As I walked, I fished my cell phone from my pocket and hit the speed dial button for Dad. It rang four times before Dad answered, almost out of breath. “Never fails,” Dad said when he came on the line. “I could be sitting next to my phone all day and it doesn’t ring, but the minute I sit down on the toilet…”
“Sorry, Dad,” I said. “Next time why don’t you just take the phone with you and lay it on the sink?”
“Next time,” Dad said. “What’s up?”
“I was just talking to a man who told me to say hello to you for him,” I said.
“Yeah?” Dad said. “Who was that?”
“Rudy Berger over at the shoe store on the boulevard,” I said. “Said he knew grandpa, too.”
“Rudy,” Dad said, sounding like he was happy to hear the name again. “Sure, how’s Rudy doing these days?”
“Well,” I said, “when I talked to him a few minutes ago he sounded pissed. Seems somebody broke his picture window and he had a high deductible.”
“The dirty bastard,” Dad said. “We had trouble like that in this neighborhood oh, about ten or twelve years ago. They never caught the guy, either.”
“Well, I don’t think it’s the same guy,” I said. “In fact, Rudy thinks it’s a kid shooting chrome nuts out of a slingshot. They found a half-inch chrome nut just inside among the broken glass.”
“They’re probably more affordable than ball bearings,” Dad said. “Do they have any idea who’s doing this?”
“Nothing yet,” I said. “But there have been three instances all within this neighborhood. Listen, I’m just about at the second place that was hit. Let
me call you back later.”
I closed my phone and walked south on Highland for two more blocks. As I got close to the delicatessen I could see a service truck parked directly in front of the store. On the side of the truck I noticed a large circle with GGR painted inside. Below that it said Grover Glass Replacement. Seems to me that was the same company that Rudy said was coming to fix his window. Then I saw by the address that was painted under the company name that they were located just a few blocks away. I guess it would make sense to use someone that close.
The two men had lifted the large glass pane in place with a couple of suction cup devices attached to handles. I had to step around the glass installers to get into the deli. I found a middle-age woman behind the counter. She might have been considered attractive if it had not been for the hair net bunching her hair up, flat on her head.
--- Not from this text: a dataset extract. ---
PR #409, opened 2022-10-27
I want tab-completion for the AaC package

cvchaparro:
As a user of AaC, I want tab-completion for the AaC package, so that it's easier to operate the CLI.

I stepped up to the counter and asked for Sam Perkins.
“He’s not in today,” the woman said. “Can I help you?”
I gave her a business card and told her about my visit to the shoe store and that I’d gotten Sam’s name from Rudy Berger.
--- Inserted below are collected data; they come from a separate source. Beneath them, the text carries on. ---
PR #402, opened 2022-11-10
I want the LSP to publish validation results as diagnostics

cvchaparro:
As an AaC user, I want the LSP to publish validation results as diagnostics, so that my IDE can run validation inline and report issues as inline messages in my IDE.

# References:
https://microsoft.github.io/language-server-protocol/specifications/lsp/3.17/specification/#textDocument_publishDiagnostics

Function used to compute the smaller dictionaries that are then validated -- this is likely the best place to calculate which tokens to provide. https://github.com/jondavid-black/AaC/blob/8ec56b5f8ca7ad65d72bd35567255af6bcbed32b/python/src/aac/lang/definitions/structure.py#L11-L73

Validation function with flag argument to validate the context as well as the target file: https://github.com/jondavid-black/AaC/blob/8ec56b5f8ca7ad65d72bd35567255af6bcbed32b/python/src/aac/validate/_validate.py#L73-L92

Root key validator is an easy initial plugin to convert since it will always be reporting feedback to the location of the first token/lexeme in the definition. https://github.com/jondavid-black/AaC/blob/8ec56b5f8ca7ad65d72bd35567255af6bcbed32b/python/src/aac/plugins/validators/root_keys/_validate_root_keys.py#L12-L35

## AC
- [x] The IDE reports validation results as LSP diagnostic findings
- [x] The LSP server implements diagnostic publishing
- [x] The LSP server validates user's AaC files when they're added to the context (didOpen)
- [x] The LSP server validates user's AaC files when they're updated in the context (didChange)
- [x] The root key validation is update to report the symbol location in the finding


python/src/aac/plugins/validators/exclusive_fields/_exclusive_fields.py
```diff
@@ -28,8 +33,17 @@ def validate_dict(dict_to_validate: dict) -> None:
...
+            multiple_exclusive_fields = (
+                f"Multiple exclusive fields are defined '{present_exclusive_fields}' in: {dict_to_validate}"
+            )
+            second_exclusive_field_lexeme = definition_under_test.get_lexeme_with_value(second)
+            findings.add_error_finding(
+                definition_under_test,
+                multiple_exclusive_fields,
+                PLUGIN_NAME,
+                *FindingLocation.from_lexeme(PLUGIN_NAME, second_exclusive_field_lexeme).to_tuple(),
+            )
```
Coffee2Bits, line 46: Future food for thought, we could alter the findings methods to accept a lexeme and do the source location conversion under the hood.

python/src/aac/plugins/validators/root_keys/_validate_root_keys.py
```diff
@@ -23,13 +28,19 @@ def validate_root_keys(definition_under_test: Definition, target_schema_definiti
     """
     findings = ValidatorFindings()
 
-    active_context_root_keys = get_active_context().get_root_keys()
+    language_context_root_keys = language_context.get_root_keys()
```
Coffee2Bits, line 31: Good catch! ❤️

python/tests/plugins/validators/test_validation_implementation_plugin.py
```diff
@@ -27,14 +31,18 @@ def test_validation_module_register_validators(self):
     def test_validate_validator_implementations_validate_validation_success(self):
         test_active_context = get_active_context(reload_context=True)
 
-        validation_definitions = list(filter(lambda definition: definition.get_root_key() == "validation", test_active_context.definitions))
+        validation_definitions = list(
+            filter(lambda definition: definition.get_root_key() == "validation", test_active_context.definitions)
+        )
```
Coffee2Bits, line 36: I'd also update to use the constants, but I won't nit pick that on a large PR like this.
```suggestion
        validation_definitions = test_active_context.get_definitions_by_root_key("validation")
```

python/tox.ini
```diff
@@ -26,13 +26,11 @@ code-directories = src
 [coverage]
 coverage = src
 always-on = True
-coverage-config = tox.ini
```
Coffee2Bits, line 29: I don't recall all the details here -- why remove this?

cvchaparro: It's a bit fuzzy because I made the change a while ago but I seem to recall it was causing an issue where the debugger was looking for the tox.ini file in the same directory as the `nose2` executable so I would never be able to debug.

Coffee2Bits (approved):
Great job! So excited to see this make its way in!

“Terrible,” the woman said. “Just terrible. Seems you can’t turn your back for a minute without some damn kid breaking something. This makes two times someone has broken that window in the past eighteen months.” She gestured toward the front window with her chin.
“Were you here when this happened?” I said.
The woman shook her head. “No,” she said, “I only work on Monday, Wednesday and Friday. This happened three days ago on my day off. I’m glad to see the window back in place. It’s been pretty dark around here having to work behind sheets of plywood.”
“Well,” I said, “would you give Mr. Perkins my card and tell him I stopped by?”
She agreed she would, smiled and then called out the next number from the ticket machine. A man stepped up to the counter and presented his ticket. I left the shop and walked back up to Hollywood Boulevard and turned east. When I got to the corner I crossed the street. Saul Green’s clothing store was just a few blocks away. I made it there in six minutes.